# Disappeared: Chapters 4, 5



## Huilunsoittaja (Apr 6, 2010)

CHAPTER 4

It was now January, the bleakest point of the year. But I was in high spirits, because I was expecting any day for Victor to propose to me. He made his love for me so obvious that I was surprised he didn't say it yet. However, Nikolai was despairing. Elena refused to accept any invitations now, but would still let him talk to her. One day, Nikolai fled to me from some scene he had.
"I don't know what to do, Anna! She's gone mad!" he exclaimed.
"What's happened?"
"She started talking about Sergei like he was still alive today, always using present tense. I told her that he was dead, and suddenly she flipped. She started screaming, "I don't care I don't care I don't care!!" and she tried to run away, but I caught her. She wept bitterly, and then for the first time, I admitted I loved her. She gasped, and cried, "I don't have a choice anymore!" but I held on to her tight, and promised her with all my heart that I would love her as much as Sergei. Then she hit me in the face and ran off, faster than I could keep up. It made me so angry! But I still love her, and this hurts me all the more! How can I get her to love me??"
I told Nikolai about my log of evidence where I would keep note of her behavior. However, I didn't reveal to him that I was keeping track of what he did too, after his own suspicious behavior.

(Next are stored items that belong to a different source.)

PR #1173, opened 2026-08-23
fix(check): refuse an unfilled slot scaffold

### LINKED ISSUE #1066: An unfilled scaffold runs green and writes a file that looks like a result — owner decision
A house e2e battery has carried three red rows since today, marked
**« PENDING AN OWNER DECISION »** by the author who measured them and
deliberately refused to relax the assertion — « normalising a gate to whatever
the code does now is how a gate stops being one. »

Reproduced from scratch here, so the question rests on a fresh measurement.

## What happens

```
$ nika new chain first.nika.yaml
  SLOT markers laid: 10

$ nika check first.nika.yaml
  mentions of SLOT: 0

$ nika run first.nika.yaml --model mock/echo
  rc=0 · 3/3 done · 1 recovered
  rehearsal · a mock model echoed the prompt — not a real answer

$ head -c 60 output.md
  mock(echo) · Summarize the following in a short paragraph.
```

Ten unfilled placeholders. `check` names none of them. The run exits **0** and
writes a real `output.md` whose content is the scaffold's own prompt, echoed.

## Why it is a genuine question and not obviously a bug

The behaviour is **honest, not silent**. The run says `rehearsal · a mock model
echoed the prompt — not a real answer`, and the artifact carries a REHEARSAL
marker. That is a defensible design: a scaffold you can execute end to end
before filling it in is a real teaching affordance.

So the question is a fork, not a defect report:

1. **Refuse loudly** — an unfilled `SLOT` is an authoring error; `check` names
   the ten markers and the run refuses. Costs the rehearsal affordance.
2. **Rehearse honestly, but say so at CHECK** — the run stays green, and
   `check` gains a note (never a finding) naming how many slots are unfilled,
   so the author knows before the artifact exists.
3. **Leave it** — the run's own wording and the artifact's marker are enough.

## What decides it

The failure mode that matters is not the run, it is **the file left behind**.
`output.md` outlives the terminal line that explained it. Someone opening that
file a week later sees a paragraph that reads like output, with no scaffold
still around to say otherwise. If the artifact carries the REHEARSAL marker
inside it, shape 3 holds; if the marker can be lost, shape 2 is the floor.

## The reason this has not surfaced before

The battery that asks the question — `dx/scripts/audit/nika-fresh-user-e2e.sh`
in the private monorepo — has **no consumer**. Nothing runs it: not the audit
sweep, not a hook, not a workflow. Wiring it into the summed audit verdict
would turn a pending decision into a permanent red people learn to scroll past,
which is why it was left alone rather than wired here.

An owner decision that lives only inside an artifact nobody runs is a decision
that never gets made.

ThibautMelen:
## Why

`nika new chain` lays `# SLOT:` comments. Those comments die with the YAML parse, so `nika check` used to mention zero of them, and a `nika run` could write `output.md` that looked like a result. An unfilled scaffold is not a workflow.

Closes #1066.

## What

- Scan the **source text** after a successful parse for YAML comments whose body starts with `SLOT:` (`# SLOT:` and inline `  # SLOT:`). Block-scalar content and a comment that only *mentions* `` `# SLOT:` `` are not markers.
- If any remain, `nika check` names the count and each marker, teaches “fill every SLOT then delete the comments”, sets `clean: false`, and exits 2 (human card and `--json` `findings[]`).
- Hints are the wrong well — they never fail.

`nika new` and `nika run` are untouched (S3). The rehearsal affordance of run stays; the lie at the pre-run judge is closed.

## Tests

- `unfilled_slot_comments_fail_check_and_clear_when_deleted` — valid nine-key file with two `# SLOT:` comments: text and JSON mention SLOT, exit 2, `clean: false`. Same file with comments removed: green.
- Scanner unit tests: block scalar skipped, quoted `#` skipped, mention-in-comment skipped.

### DIFF
--- a/changelog.d/1066.changed.md
+++ b/changelog.d/1066.changed.md
@@ -1,0 +1,5 @@
+- **`nika check` refuses an unfilled SLOT scaffold.** `# SLOT:` comments
+  die with the YAML parse, so a chain template used to check clean and
+  a run could write a file that looked like output. check now names
+  every unfilled marker and exits 2: a scaffold is not a workflow.
+  Fill every SLOT, then delete the comments.
--- a/crates/nika-check/public-api.txt
+++ b/crates/nika-check/public-api.txt
@@ -2384,6 +2384,54 @@ impl<T> dyn_clone::DynClone for nika_check::SinkFinding where T: core::clone::Cl
 pub fn nika_check::SinkFinding::__clone_box(&self, _: dyn_clone::sealed::Private) -> *mut ()
 impl<T> nika_error::traits::AsAny for nika_check::SinkFinding where T: 'static
 pub fn nika_check::SinkFinding::as_any(&self) -> &(dyn core::any::Any + 'static)
+#[non_exhaustive] pub struct nika_check::SlotMarker
+pub nika_check::SlotMarker::body: alloc::string::String
+pub nika_check::SlotMarker::line: u32
+pub nika_check::SlotMarker::span: nika_check::ByteSpan
+impl nika_check::SlotMarker
+pub fn nika_check::SlotMarker::label(&self) -> &str
+pub fn nika_check::SlotMarker::new(line: u32, body: alloc::string::String, span: nika_check::ByteSpan) -> Self
+impl core::clone::Clone for nika_check::SlotMarker
+pub fn nika_check::SlotMarker::clone(&self) -> nika_check::SlotMarker
+impl core::cmp::Eq for nika_check::SlotMarker
+impl core::cmp::PartialEq for nika_check::SlotMarker
+pub fn nika_check::SlotMarker::eq(&self, other: &nika_check::SlotMarker) -> bool
+impl core::fmt::Debug for nika_check::SlotMarker
+pub fn nika_check::SlotMarker::fmt(&self, f: &mut core::fmt::Formatter<'_>) -> core::fmt::Result
+impl core::marker::StructuralPartialEq for nika_check::SlotMarker
+impl serde_core::ser::Serialize for nika_check::SlotMarker
+pub fn nika_check::SlotMarker::serialize<__S>(&self, __serializer: __S) -> core::result::Result<<__S as serde_core::ser::Serializer>::Ok, <__S as serde_core::ser::Serializer>::Error> where __S: serde_core::ser::Serializer
+impl<D> owo_colors::OwoColorize for nika_check::SlotMarker
+impl<Q, K> equivalent::Equivalent<K> for nika_check::SlotMarker where Q: core::cmp::Eq + ?core::marker::Sized, K: core::borrow::Borrow<Q> + ?core::marker::Sized
+pub fn nika_check::SlotMarker::equivalent(&self, key: &K) -> bool
+impl<Q, K> hashbrown::Equivalent<K> for nika_check::SlotMarker where Q: core::cmp::Eq + ?core::marker::Sized, K: core::borrow::Borrow<Q> + ?core::marker::Sized
+pub fn nika_check::SlotMarker::equivalent(&self, key: &K) -> bool
+impl<T, U> core::convert::Into<U> for nika_check::SlotMarker where U: core::convert::From<T>
+pub fn nika_check::SlotMarker::into(self) -> U
+impl<T, U> core::convert::TryFrom<U> for nika_check::SlotMarker where U: core::convert::Into<T>
+pub type nika_check::SlotMarker::Error = core::convert::Infallible
+pub fn nika_check::SlotMarker::try_from(value: U) -> core::result::Result<T, <T as core::convert::TryFrom<U>>::Error>
+impl<T, U> core::convert::TryInto<U> for nika_check::SlotMarker where U: core::convert::TryFrom<T>
+pub type nika_check::SlotMarker::Error = <U as core::convert::TryFrom<T>>::Error
+pub fn nika_check::SlotMarker::try_into(self) -> core::result::Result<U, <U as core::convert::TryFrom<T>>::Error>
+impl<T> alloc::borrow::ToOwned for nika_check::SlotMarker where T: core::clone::Clone
+pub type nika_check::SlotMarker::Owned = T
+pub fn nika_check::SlotMarker::clone_into(&self, target: &mut T)
+pub fn nika_check::SlotMarker::to_owned(&self) -> T
+impl<T> core::any::Any for nika_check::SlotMarker where T: 'static + ?core::marker::Sized
+pub fn nika_check::SlotMarker::type_id(&self) -> core::any::TypeId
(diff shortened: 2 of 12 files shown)


ThibautMelen:
Merge-train session M. Rebased onto `main` and landed — two conflicts, both
resolved and both worth naming.

**1 · `CHANGELOG.md`** → `changelog.d/1066.changed.md`, unchanged text.

**2 · `crates/nika-cli/src/verbs/check/mod.rs`** — a real code conflict, not a
changelog one. `#1199` edited the `json_verdict` doc comment while this branch
inserts `stamp_slot_findings` + `stamp_engine_identity` immediately above it.
Kept **both**: your two new functions, and `main`'s newer doc comment (it names
the one-obvious-way family #1199 added, yours predates it). Verified
`stamp_engine_identity` is not already on `main` before taking your side, so
nothing is duplicated. `cargo check -p nika-cli` rc=0, `cargo fmt --check`
clean.

## Review · it meets MAP §8's ratchet, both directions

The §8 requirement was explicit: *"un test qui écrit un scaffold neuf via `nika
new`, le passe au `check`, et exige le refus · **plus** son jumeau qui remplit
les slots et exige le vert. Sans le second, on ne prouve pas la largeur."*

Both exist:

- `new_writes_a_template_that_names_its_slots` — through the real `nika new`,
  demands the refusal.
- `unfilled_slot_comments_fail_check_and_clear_when_deleted` — the red (`code
  == 2`, `clean: false`, JSON too) **and** its twin on the filled body
  (`code == 0`, and `!green.text.contains("SLOT")`).

The width is proven at both ends, which is the half that usually goes missing.

## One divergence, for the operator rather than for you

§8 called one point non-negotiable: *"Le marqueur est une valeur, jamais un
commentaire."* This ships the comment form — `scan_unfilled_slots(source: &str)`.

**The mechanism answers the premise that ruling rested on.** §8's reason was
*"le parseur les ignore par construction"* — true, and this judge is not the
parser. It is a comment-aware scan of the raw source that already excludes
quoted `#` and block-scalar content, so a comment demonstrably *can* refuse.
And §8's real failure mode — *"le juge cherche un motif que le scaffold
n'écrit pas"* — is closed: the templates `nika new` writes carry `# SLOT:`
comments, and the test walks that exact path.

So the letter diverges and the purpose holds. Whether the form still matters
beyond the mechanism is the operator's call, not mine to decide inside a
rebase — flagging it rather than resolving it silently.

ThibautMelen:
⛔ **Do not merge. This refuses the product's own onboarding path.**

`rust (tests)` on the rebase, two failures, and neither is the rebase's fault:

```
the_thirty_second_journey_holds_end_to_end  init_smoke.rs:84
  assertion failed: audit before run: nika check · first.nika.yaml
   ✖ SLOT   9 unfilled SLOT markers
   ✖ SLOT   line 24 · kebab-case workflow id
   ✖ SLOT   line 26 · provider/model · local · zero key. Measured seat — `ollama/llama3.2:3b`
   ✖ SLOT   line 32 · your input · README.md exists in most repos
   ...

init_recipe_scaffolds_the_curriculum_and_audits_it  init_smoke.rs:215
  assertion failed: founding succeeds   left: Some(2)   right: Some(0)
```

The journey test walks `welcome → init → new chain → check → run`. Step 4 now
**exits 2**, because step 3 wrote a file this branch teaches `check` to refuse.

## The mechanism, measured

```
$ grep -c "# SLOT:" crates/nika-pack/pack/templates/chain.nika.yaml
10
```

`nika new chain` writes the vendored pack template verbatim. That template
carries ten `# SLOT:` comments. `scan_unfilled_slots` finds them. `check`
refuses. The stranger's first four commands end in exit 2 on a file `nika new`
just handed them.

Nothing is wrong with either half in isolation. The scaffold has always carried
those comments; the refusal is correct about what it sees. **They are simply
incompatible, and only their composition shows it.**

## This is MAP §8, realized

> *"S3 fixe la forme du marqueur … S2 écrit le refus et son test. La forme est
> décidée AVANT l'implémentation du refus, pas en parallèle · sinon le juge
> cherche un motif que le scaffold n'écrit pas."*

The inverse happened: the judge found a pattern the scaffold **does** write. And
§8's non-negotiable — *"Le marqueur est une valeur, jamais un commentaire"* —
is exactly what would have prevented this. With markers in **values**, `nika
new` stamps them and the file checks clean; with markers in **comments**, every
scaffold is born refused.

My earlier comment on this PR said the mechanism answered §8's premise. **That
was wrong, and this is the proof.** A comment-based judge works in isolation and
breaks the moment it meets the shipped templates. The ruling was not about
whether a comment can be seen — it was about what the file does next.

## Note on line 26

`provider/model · local · zero key. Measured seat — ollama/llama3.2:3b` is the
prose the pack revert restored this morning (#1190, operator-chosen). Not a
cause — that comment was in the template before — but it makes the sequencing
visible: the pack lane and the refusal lane moved on the same day, in opposite
directions, and neither could see the other.

## What has to happen

1. The marker form is decided first (§8: in the value), in `nika-spec`, and
   flows back through `sync-pack.sh` + `SPEC_PIN` — the carry #1188 already owes.
2. Then the refusal matches that form.
3. `the_thirty_second_journey_holds_end_to_end` is the acceptance test for the
   pair. It already exists and it already caught this.

The rebase itself is sound and stays pushed (`2c987c69c`) — the changelog
fragment, the `check/mod.rs` conflict kept both sides, and the file-cap split.
None of that is the blocker. **The blocker is the form.**

ThibautMelen:
Closing in favour of #1208, which implements the owner's 2026-08-24 ruling on #1066.

This PR's mechanism is the one the ruling ruled out. It scans the **source text after the parse** for YAML comments whose body starts with `SLOT:` — and the ruling's core, verbatim, is that *« un commentaire ne peut pas refuser »*: the parser drops comments by construction, which is precisely why the scaffold ran green in the first place. Reading them back out of the raw text works, but it leaves the marker living somewhere the language cannot see, and it teaches authors that a comment is load-bearing.

So the marker descends into the VALUE instead: `<SLOT: what goes here>`, where the parser keeps it and `check` judges it like any other scalar.

What this PR got right and #1208 keeps:
- the refusal belongs at `check`, before the spend
- `clean: false` and exit 2 — it is a real refusal, not a note
- hints are the wrong well, because they never fail

What changed beyond the mechanism, from the same ruling:
- the message names each slot **with its line** and ends on one pasteable command
- it does not read as a failure. Someone who just typed `nika new` did nothing wrong, so the verdict is `not a workflow yet — 1 slot to fill, then it audits`, never `findings above`
- both ends are pinned: unfilled refuses, filled audits **and runs**

This branch is also CONFLICTING against `main`, so there is nothing to salvage by rebasing it — the shape is what moved, not the diff.

Thank you for the measurement in the original write-up; the `SLOT markers laid: 10 / mentions of SLOT: 0` pair is what made the defect legible.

It was February, and I started making plans to get into Elena's apartment at night, and find out what was going on. She once let me visit during the day, but she turned me out very early. I remembered her keeping Sergei's furniture and piano in the room, turned away from the front door, but replacing the curtains, bed and such. So one freezing night at one o'clock, while she would be asleep, I hoped to break into her room.
I came there, slipping silently through the stair-well, and came to her front door with a lock pick. To my surprise, I heard her playing the piano! One o'clock in the morning? Perhaps that's why she was so tired looking. She was doing some of her latest assignments, and I listened happily. I felt relieved to finally solve the problem.
However, after half a minute, I felt a presence. Someone was looking through the door scope at me, but I couldn't see them. Yet I remembered that Elena had to have been turned away from the door to play the piano, and she was still playing. How could she be looking at me and play at the same time?
After a minute, she suddenly stopped playing without finishing the piece. I bent down to listen through the door.
"What?" I heard her whisper. There was a pause.
"Oh dear! I--" she suddenly cut off what she was saying to herself, or so I thought. I heard her footsteps as she escaped to another room, probably her bedroom, and close that door.
But the presence came back. Perhaps she really came back to the door to look out? I got scared, because if she recognized me, I knew our friendship would be over. I huddled below the door out of the door scope's view. I sat there silently for a minute. But the feeling of a presence didn't go away.
"Perhaps this is all my imagination," I thought. "I'll just sneak away down the hall now." So I got up.
A sudden fear seized me, and a chill ran down my spine. I looked at the hole in the door, I knew something was there, someone. I back away, and nearly tripped on myself, but I was so paralyzed with fear, I didn't care. I ran out of there down the stair-well, rather loudly.
Someone was definitely in that room. I headed home walking in the light of the moonlight, contemplating what I just felt. When I was a certain distance away, the thought came to me that perhaps I could see the top floor now, and maybe catch Elena at the window. I turned around suddenly hoping to surprise her at the window. I noticed all the lights were out on her level, so I frowned. However, a silhouette was not what I needed to see. There was a figure in the corner window looking at me, but rather than dark with light behind it, it was pale white in the black background. I nearly screamed, but I caught myself. I blinked and looked again, but it was gone. I ran home. I couldn't believe what I saw.

CHAPTER 5

It was now 2 o'clock in the morning, but I was no longer tired. I was completely terrified. I wrote down my notes with a shaky hand. I read through everything I had wrote down in the last year, and analyzed what it all meant. These were some of the notes I read were as follows:

Elena:

- physically ill: pale, thin
-mentally: disturbed, living in past, erratic behavior, not even trying to improve depression
-isolation, and love of the nights
-fear or love of Nikolai? I don't know

Nikolai:

-loves Elena before Sergei and her were engaged
-anger at her not changing
-claiming not to be jealous, but acts so nonetheless
-causes: possible jealousy? possible murder of Sergei to marry Elena?

Causes for Sergei's death:
-murder
-suicide

Causes for Elena's behavior:

-

I had yet to fill something in for causes. What I had just seen flashed through my mind, and filled me with new terror. This is what I wrote:

Someone is living with Elena. It can only mean that Sergei is alive. Why he has gone into hiding is unknown. But he is alive.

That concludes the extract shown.